▸ ABOUT THIS EXERCISE: Print exactly the lines below between the line holding "[DO NOT MERGE YET] Fix/Add omd.2.0.0~alpha" and the line holding "not release-ready yet.", inclusive, and nothing more.

++++ INPUT RECORDS ++++

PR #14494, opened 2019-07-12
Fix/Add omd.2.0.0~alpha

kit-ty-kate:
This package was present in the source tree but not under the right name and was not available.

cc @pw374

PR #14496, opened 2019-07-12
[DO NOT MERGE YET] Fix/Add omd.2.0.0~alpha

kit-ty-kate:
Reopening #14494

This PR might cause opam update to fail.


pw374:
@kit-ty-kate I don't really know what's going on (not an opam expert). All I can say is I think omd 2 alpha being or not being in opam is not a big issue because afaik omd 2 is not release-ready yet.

++++
++++ INPUT RECORDS ++++

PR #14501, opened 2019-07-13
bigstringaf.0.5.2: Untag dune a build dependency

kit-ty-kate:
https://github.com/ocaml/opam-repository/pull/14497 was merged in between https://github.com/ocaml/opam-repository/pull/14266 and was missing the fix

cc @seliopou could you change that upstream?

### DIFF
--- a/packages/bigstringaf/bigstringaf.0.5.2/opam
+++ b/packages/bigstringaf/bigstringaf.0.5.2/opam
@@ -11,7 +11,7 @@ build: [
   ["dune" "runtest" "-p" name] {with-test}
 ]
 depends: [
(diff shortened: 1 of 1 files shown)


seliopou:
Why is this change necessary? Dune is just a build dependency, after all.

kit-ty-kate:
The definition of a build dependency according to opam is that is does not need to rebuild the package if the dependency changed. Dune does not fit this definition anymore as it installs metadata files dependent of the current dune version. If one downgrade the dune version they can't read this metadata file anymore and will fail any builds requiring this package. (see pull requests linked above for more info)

++++

▸ RESULT FOR THIS TASK:
[DO NOT MERGE YET] Fix/Add omd.2.0.0~alpha

kit-ty-kate:
Reopening #14494

This PR might cause opam update to fail.


pw374:
@kit-ty-kate I don't really know what's going on (not an opam expert). All I can say is I think omd 2 alpha being or not being in opam is not a big issue because afaik omd 2 is not release-ready yet.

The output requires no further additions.